Is cloud computing hard to learn?
The concepts are learnable for anyone with a technical background. The difficulty is the breadth — cloud platforms have hundreds of services, and knowing which ones to use together for a given problem takes time and hands-on practice. Certifications help structure the learning, but lab time is non-negotiable.
Which cloud platform should I learn first — AWS, Azure, or GCP?
AWS if you want the most job listings. Azure if you're targeting large enterprise or Microsoft-centric environments. GCP if you're interested in data engineering or ML. For raw job market size, AWS wins, but all three have strong demand. Pick one and go deep rather than sampling all three.
Do I need a degree to work in cloud computing?
No. Cloud roles are more credential-driven (certifications) and portfolio-driven (real projects) than degree-driven. AWS, Google, and Microsoft all have professional certification tracks that employers recognize. A CS degree helps but isn't required — there are plenty of cloud engineers who came from network admin, sysadmin, or self-taught backgrounds.
What's the difference between cloud computing and traditional hosting?
Traditional hosting gives you a fixed server (or slice of one) at a fixed price. Cloud computing is elastic — you can spin up 100 servers in minutes, run a batch job, and shut them all down when you're done. The billing model, scalability, and management model are fundamentally different. Cloud also includes managed services (databases, queues, ML APIs) that traditional hosting doesn't offer.
Is cloud computing the same as cybersecurity?
No, but they overlap significantly. Cloud security is a specialization within cloud computing focused on securing cloud infrastructure. A cloud engineer needs to understand basic security — IAM policies, network security groups, encryption at rest and in transit — but cloud security engineers go deeper into compliance, threat modeling, and incident response. Two different job tracks with shared foundational knowledge.
Bottom Line
Cloud computing is infrastructure that most of the internet runs on, and the skills to work with it are in genuine sustained demand — not hype-cycle demand that collapses when investor sentiment shifts.

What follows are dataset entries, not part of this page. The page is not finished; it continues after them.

PR #1509, opened 2018-07-13
[RFC] Prepare for video thumbnails

bstoeger:

- [ ] Bug fix
- [ ] Functional change
- [ ] New feature
- [x] Code cleanup
- [ ] Build system change
- [ ] Documentation change
- [ ] Language translation

This prepares for video thumbnails. What this basically does is move the thumbnail-writing down in the call chain to where the thumbnails are created and defines a rather general format for thumbnails, which supports multiple images at different locations (@atdotde: this might be interesting to you - are you fine with this format?).

Here's the commit message of the relevant commit:
Video thumbnails are more complex than simple picture thumbnails.
We store a duration and might want to store multiple images.

Therefore, refactor the thumbnailing in imagedownloader.cpp. Move
the thumbnail-writing down in the call chain to where the thumbnails
are created, since we have more information there (i.e. could we
parse the file but not extract an image, etc.).

Split the write-to-cache function into three versions:
  - pictures
  - videos
  - unknown

Define the video-thumbnail on-disk format as
  - uint32  MEDIATYPE_VIDEO
  - uint32  duration of video in seconds
  - uint32  number of pictures
  for each picture:
        - uint32  offset in msec from begining of video
        - QImage  frame

Currently, we write 0 pictures. This will be filled in newer commits.

### Changes made:

1) Move down thumbnail-writing in the call-chain to where thumbnails are generated.
2) Split thumbnail-writing functions into 3 versions (pictures, videos, unknown).
3) Define an on-disk format for video-thumbnails.
### Related issues:

#1494 #1486
### Release note:

When this becomes ready.
### Documentation change:

Needs a general change mentioning videos
### Mentions:

@atdotde

### DIFF
--- a/CHANGELOG.md
+++ b/CHANGELOG.md
@@ -1,4 +1,6 @@
 - Dive media: implement "open folder of selected media files" [#1514]
+- Dive media: show play-time of videos on the profile plot
+- Dive media: draw thumbnails on top of deco-ceilings
 - Dive media: Change term "photos" and "images" everywhere in the UI to "media files"
 - mobile: show developer menu is now saved on disk and remebered between start of Subsurface
 - tests: add qml test harness
--- a/core/imagedownloader.cpp
+++ b/core/imagedownloader.cpp
@@ -93,40 +93,36 @@ Thumbnailer::Thumbnail Thumbnailer::fetchImage(const QString &filename, const QS
 		mediatype_t type = get_metadata(qPrintable(filename), &md);
 
 		// For io error or video, return early with the appropriate dummy-icon.
-		if (type == MEDIATYPE_IO_ERROR) {
-			return { failImage, MEDIATYPE_IO_ERROR };
-		} else if (type == MEDIATYPE_VIDEO) {
-			addVideoThumbnailToCache(originalFilename, md.duration);
-			return { videoImage, MEDIATYPE_VIDEO };
-		}
+		if (type == MEDIATYPE_IO_ERROR)
+			return { failImage, MEDIATYPE_IO_ERROR, 0 };
+		else if (type == MEDIATYPE_VIDEO)
+			return addVideoThumbnailToCache(originalFilename, md.duration);
 
 		// Try if Qt can parse this image. If it does, use this as a thumbnail.
 		QImage thumb(filename);
 		if (!thumb.isNull()) {
-			addPictureThumbnailToCache(originalFilename, thumb);
-			return { thumb, MEDIATYPE_PICTURE };
+			int size = maxThumbnailSize();
+			thumb = thumb.scaled(size, size, Qt::KeepAspectRatio);
+			return addPictureThumbnailToCache(originalFilename, thumb);
 		}
 
 		// Neither our code, nor Qt could determine the type of this object from looking at the data.
 		// Try to check for a video-file extension. Since we couldn't parse the video file,
 		// we pass 0 as the duration.
-		if (hasVideoFileExtension(filename)) {
-			addVideoThumbnailToCache(originalFilename, {0} );
-			return { videoImage, MEDIATYPE_VIDEO };
-		}
+		if (hasVideoFileExtension(filename))
+			return addVideoThumbnailToCache(originalFilename, {0} );
 
 		// Give up: we simply couldn't determine what this thing is.
 		// But since we managed to read this file, mark this file in the cache as unknown.
-		addUnknownThumbnailToCache(originalFilename);
-		return { unknownImage, MEDIATYPE_UNKNOWN };
+		return addUnknownThumbnailToCache(originalFilename);
 	} else if (tryDownload) {
 		// This has to be done in UI main thread, because QNetworkManager refuses
 		// to treat requests from other threads. invokeMethod() is Qt's way of calling a
 		// function in a different thread, namely the thread the called object is associated to.
 		QMetaObject::invokeMethod(ImageDownloader::instance(), "load", Qt::AutoConnection, Q_ARG(QUrl, url), Q_ARG(QString, originalFilename));
-		return { QImage(), MEDIATYPE_STILL_LOADING };
+		return { QImage(), MEDIATYPE_STILL_LOADING, 0 };
 	}
-	return { QImage(), MEDIATYPE_IO_ERROR };
+	return { QImage(), MEDIATYPE_IO_ERROR, 0 };
 }
 
 // Fetch a picture based on its original filename. If there is a translated filename (obtained either
@@ -142,7 +138,7 @@ Thumbnailer::Thumbnail Thumbnailer::getHashedImage(const QString &filename, bool
 	// If there is a translated filename, try that first.
 	// Note that we set the default type to io-error, so that if we didn't try
 	// the local filename first, we will load the file from the canonical filename.
-	Thumbnail thumbnail { QImage(), MEDIATYPE_IO_ERROR };
+	Thumbnail thumbnail { QImage(), MEDIATYPE_IO_ERROR, 0 };
 	if (localFilename != filename)
 		thumbnail = fetchImage(localFilename, filename, tryDownload);
 
@@ -199,7 +195,9 @@ Thumbnailer::Thumbnail Thumbnailer::getVideoThumbnailFromStream(QDataStream &str
 
 	// If reading did not succeed, schedule for recalculation - this thumbnail might
 	// have been written by an older version, which couldn't extract the duration.
-	if (stream.status() != QDataStream::Ok)
+	// Likewise test the duration and number of pictures for sanity (no videos longer than 10 h,
+	// no more than 10000 pictures).
+	if (stream.status() != QDataStream::Ok || duration > 36000 || numPics > 10000)
 		return { QImage(), MEDIATYPE_VIDEO, 0 };
 
 	// Currently, we support only one picture
@@ -211,7 +209,7 @@ Thumbnailer::Thumbnail Thumbnailer::getVideoThumbnailFromStream(QDataStream &str
 	}
 
 	// No picture -> show dummy-icon
-	return { res.isNull() ? videoImage : res, MEDIATYPE_VIDEO, {(int32_t)duration} };
+	return { res.isNull() ? videoImage : res, MEDIATYPE_VIDEO, (int32_t)duration };
 }
 
 // Fetch a thumbnail from cache.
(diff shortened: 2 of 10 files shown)


bstoeger:
I added a proof-of-concept commit, which adds a bar above video-thumbnails representing the video's runtime during the dive.

This needs some styling. Colors are in-your-face (a.k.a. programmer-colors) and on zooming it has horrible behavior.

The z-value is currently messed up (bars below other videos, etc.), but there's no point in fixing this before #1516 is in.

Currently, the video-duration is stored with the thumbnail. I.e. the bar appears with a small delay. We might also save the duration in the log, as we used to do with the hashes (@dirkhh?).

dirkhh:
The purpose of saving the duration to the log file would be to be able to draw this duration bar without access to the video file, correct? This seems reasonable - can this be done as an attribute of the "picture" entry?

bstoeger:
> The purpose of saving the duration to the log file would be to be able to draw this duration bar without access to the video file, correct?

Two advantages:
1) Snappier - bars appear immediately and not only when the thumbnail is fetched from disk. This may also improve placing of the thumbnails if there are overlapping videos / pictures. I'm sure there are people diving with multiple cameras. :)
2) When opening the log on a different computer without transferring the media-files, the bar is shown.

Disadvantage:
Added complexity. For example, if we find out during thumbnailing that the duration changed, we also have to change to corresponding picture-entry in the backend.

> This seems reasonable - can this be done as an attribute of the "picture" entry?

Yes, of course. This should be forwards- and backwards-compatible. But I would add this later. First, we have to decide if we even want that and then polish the UI.

bstoeger:
I fixed the zoom problem. Code is not nice.

Color scheme is still horrible and the z-value messed up (waiting for #1516).

Any opinions? @sfuchs79?

sfuchs79:
@bstoeger 
- I like the idea
- Can't say that much about the code
- The color topic is err... difficult. I tend to say that red is not the right color for the bar but what is the right color?
- Test results:
My starting point is that I already have dives with videos in my log. What happens is that if I select such a dive for the first time, a incorrect (zero duration) bar is displayed for all the videos. I have to do a "recalculate thumbnails" for each video then. Also then the bar is not updated correctly but disappears completely. I then have to unselect and reselect the dive to show the correct bar. Don't know if this is expected behavior at the moment but this needs to be improved. For any "old" video with missing or old thumbnail format the thumbnail plus side information needs to be recreated immediately and the bar needs to be updated immediately.

bstoeger:
> The color topic is err... difficult. I tend to say that red is not the right color for the bar but what is the right color?

That's why I made these easily configurable for anyone to experiment:
```
static const double unscaledDurationLineWidth = 4.0;
static const double unscaledDurationLinePenWidth = 0.5;
static const QColor durationLineFillColor = Qt::red;
static const QColor durationLinePenColor = Qt::black;
```

> What happens is that if I select such a dive for the first time, a incorrect (zero duration) bar is displayed for all the videos. I have to do a "recalculate thumbnails" for each video then.

That should be fixed now. The missing bar thing might be that the bar is actually behind the thumbnail (the z-value problem).

What I noted though is that thumbnailing of normal pictures for some reason became *extremely* slow. I will try to investigate.

bstoeger:
> What I noted though is that thumbnailing of normal pictures for some reason became extremely slow. I will try to investigate.

Found the culprit - the new code wasn't down-scaling thumbnails anymore, so they were written with full size. That's of course something to avoid. Fixed.

sfuchs79:
I tested again. Part of the issue I reported is gone. But the part in bold is still there:
**My starting point is that I already have dives with videos in my log. What happens is that if I select such a dive for the first time, a incorrect (zero duration) bar is displayed for all the videos. I have to do a "recalculate thumbnails" for each video then.** Also then the bar is not updated correctly but disappears completely. I then have to unselect and reselect the dive to show the correct bar. Don't know if this is expected behavior at the moment but this needs to be improved. For any "old" video with missing or old thumbnail format the thumbnail plus side information needs to be recreated immediately and the bar needs to be updated immediately.

But I think I can guess what is not taken into account. I did use a build including #1486 before. So I already have "real" ffmpeg generated thumbnails for my videos. But these old style thumbnails are w/o duration information and have different data format in general. Am I right?
If yes, I don't know if you need to capture this case because it will only hit "power testers" like me during the current testing phase ;-)

sfuchs79:
Two more bugs found:
- On disabling display of media in profile via button bar the new duration bars stay visible
grafik

- When calculated deco ceiling and/or deco ceiling from DC is displayed and media icons overlay this area and then media icons are enlarged on mouse over afterwards media icons are behind deco ceiling  (potentially an old bug?!)
Does #1516 also fix this because it is similar?
Correct:
grafik
Incorrect:
grafik

bstoeger:
> But I think I can guess what is not taken into account. I did use a build including #1486 before. So I already have "real" ffmpeg generated thumbnails for my videos. But these old style thumbnails are w/o duration information and have different data format in general. Am I right?

Yes that explains it - in this case the first bytes of the old thumbnail would be read as the duration which would give non-sensical durations. I don't think it's worth checking for that situation. Ultimately I will rebase #1486 onto the new format. I added two sanity checks that maybe detect your "broken" thumbnails.

bstoeger:
> On disabling display of media in profile via button bar the new duration bars stay visible.

Fixed.

> When calculated deco ceiling and/or deco ceiling from DC is displayed and media icons overlay this area and then media icons are enlarged on mouse over afterwards media icons are behind deco ceiling (potentially an old bug?!)
Does #1516 also fix this because it is similar?

#1516 will not fix it, but it will make it possible to fix it. :) The way I read the code, the thumbnails were always behind the ceiling?

It's just a matter of setting the correct `zValue` for all the things on the profile.

sfuchs79:
>> When calculated deco ceiling and/or deco ceiling from DC is displayed and media icons overlay this area and then media icons are enlarged on mouse over afterwards media icons are behind deco ceiling (potentially an old bug?!)
Does #1516 also fix this because it is similar?

> #1516 will not fix it, but it will make it possible to fix it. :) The way I read the code, the thumbnails were always behind the ceiling?

Hmm, that sounds surprising to me. I thought thumbnails were always in front of the ceiling? But honestly I don't know exactly. What do we want? If I look at the screenshots above I like the first one better:
grafik
If I want to focus on the deco stuff, I'll switch of the media icons... Just my opinion.

I need to get some sleep now. More testing tomorrow. Really very nice work! :-)

bstoeger:
> Hmm, that sounds surprising to me. I thought thumbnails were always in front of the ceiling? 

Maybe I'm reading it wrong, but to me it looks like the tissues are placed at `z=1..16`:
```
        for (int i = 0; i < 16; i++) {
                DiveCalculatedTissue *tissueItem = new DiveCalculatedTissue(this);
                setupItem(tissueItem, profileYAxis, DivePlotDataModel::TISSUE_1 + i, DivePlotDataModel::TIME, 1 + i);
```

And the thumbnails are placed at `z=0` (normal) or `z=5` (magnified).

I changed thumbnails to go to `z=100` (`z=105` magnified). Let's see how this works out. Ideally, all these z-values should be defined at a common place... At the moment this is a bit ... chaotic.

bstoeger:
...and I managed to mess up stacking again. :( Will have to fix that tomorrow as I still have some paper-work to do. :(

bstoeger:
Gah - I give up on `stackBefore()`. Either I'm too stupid or this doesn't behave the way it suggests it does. Therefore, I'm back to using the z-value, which is super-vexing, because it makes #1516 basically useless. :(

My status for this PR:
- UI fine tuning (color, placement, size, ...) is probably better if I leave it to others.
- Saving duration in the log: material for a different PR.

So unless more bugs are found or @atdotde dislikes the thumbnail on-disk format, this is done from my side. What we now need is a decision if this is the right way to proceed.

sfuchs79:
I did a new build and will continue testing during the next days.
Regarding UI fine tuning:
Instead of introducing a "new" color I would reuse the profile background color. BTW: Where or how do we define it?
For the moment I ended up with:
```
static const double unscaledDurationLineWidth = 2.5;
static const double unscaledDurationLinePenWidth = 0.5;
static const QColor durationLineFillColor = QColor("#F2F2E6");
static const QColor durationLinePenColor = Qt::black;
```
That looks like this:
grafik

bstoeger:
> I did a new build and will continue testing during the next days.

That's very much appreciated.

> Instead of introducing a "new" color I would reuse the profile background color. BTW: Where or how do we define it?

The colors are defined in `core/color.cpp`. And you are right - either we use colors from there or we should add the new colors there.

sfuchs79:
Ok, then my proposal would be translated into:
```
static const double unscaledDurationLineWidth = 2.5;
static const double unscaledDurationLinePenWidth = 0.5;
static const QColor durationLineFillColor = SPRINGWOOD1;
static const QColor durationLinePenColor = BLACK1;
```

bstoeger:
I adopted your values, but used `getColor(...)`. This will do the right thing for black&white prints.

dirkhh:
I see the progress - do we have consensus that this is what the three(?) of you want?

bstoeger:
> I see the progress - do we have consensus that this is what the three(?) of you want?

I can only speak for myself. This PR consists of two parts:
1) New on-disk format for video-thumbnails.
2) Indication of duration on the profile

I think the 1) is reasonably open for future developments. Especially since this is not yet cast in stone - we simply save "0" as the number of pictures. Thus, in subsequent commits we might still think about being more complex than only saving "time-offset + frame" for each picture.

Concerning the UI changes in 2) I'll leave that to others to judge.

sfuchs79:
@bstoeger 
Commit message not correct any more "red rectangle".

bstoeger:
> Commit message not correct any more "red rectangle".

Good catch - That's easy to fix. :)

bstoeger:
Fixed the conflict (weirdly, when I rebased locally, there was no conflict [something something 3-way merge]).

Since nobody through their hands up in horror, I think this is good to go..? Finalization of the on-disk structure can be discussed in a subsequent commit. At the moment we're simply writing a "0" for no-pictures.

bstoeger:
I think potential naysayers had enough time by now? I don't think waiting much longer will improve things. Sorry for being impatient, but I'd really like to finish at least *one* feature. 😛

dirkhh:
I was badly distracted by the website translation rathole.
Let me read through this and comment and/or merge.

PR #1510, opened 2018-07-14
Dive media: transport dive-id in drag'n'drop events

bstoeger:
9efb56e2d43161d952efb444d1f13d87bfdd45b5 introduced rather complex
logic for picture drag'n'drop events onto the profile. Among other
things, the code had to check whether the picture actually belongs
to the displayed dive.

This can be simplified by transporting the dive-id in the drag'n'drop
event structure. The flow goes like this:
DivePictureModel--(1)-->DivePictureWidget--(2)-->ProfileWidget

For (1), we can use the Qt::UserRole role. This was used to transport
the picture-offset, but this is not needed anymore since ProfileWidget
was decoupled from DivePictureModel.

For (2), we simply replace the "position" value, which was never used.
Why would the receiver care which pixel was pressed in the media-tab?

This commit also contains a minor cleanup in DivePictureWidget:
QListView::mousePressEvent(event) was called in both branches of an
if and can therefore be removed from the if. This is so trivial,
that it doesn't warrant its own commit.

- [ ] Bug fix
- [ ] Functional change
- [ ] New feature
- [x] Code cleanup
- [ ] Build system change
- [ ] Documentation change
- [ ] Language translation

This is a rather small cleanup to the drag'n'drop changes in #1483. On drag & drop we should not only send the picture-filename, but also the dive it belongs to. Indeed, we should do this generally, to avoid confusion with images associated to different dives.

### Changes made:

1) Transport dive-id on image drag'n'drop events.
2) Drop drag'n'drop events of images belonging to other dives immediately.

### Release note:

No user-visible change (hopefully)
### Documentation change:

No user-visible change (hopefully)

### DIFF
--- a/desktop-widgets/divepicturewidget.cpp
+++ b/desktop-widgets/divepicturewidget.cpp
@@ -32,7 +32,9 @@ void DivePictureWidget::mouseDoubleClickEvent(QMouseEvent *event)
 void DivePictureWidget::mousePressEvent(QMouseEvent *event)
 {
 	if (event->button() == Qt::LeftButton && event->modifiers() == Qt::NoModifier) {
-		QString filename = model()->data(indexAt(event->pos()), Qt::DisplayPropertyRole).toString();
+		QModelIndex index = indexAt(event->pos());
+		QString filename = model()->data(index, Qt::DisplayPropertyRole).toString();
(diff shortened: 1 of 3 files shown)


dirkhh:
Reading this three times makes me at least think that I understand it. :-/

The practical starting path: pick AWS or GCP, get the associate-level certification, do real lab work (deploy something, break something, fix it), and build a project you can explain in an interview. Treat certifications as evidence of structured learning, not as the finish line.
If you're going the Google Cloud route, the Essential Google Cloud Infrastructure course is the right starting point — it covers the foundational services you'll need before anything else makes sense. From there, add networking and security depth before branching into specializations.
The people who get stuck are the ones who watch courses without touching a real console. The ones who move fast are the ones who deploy infrastructure on day one, even if it's just a VM they immediately destroy.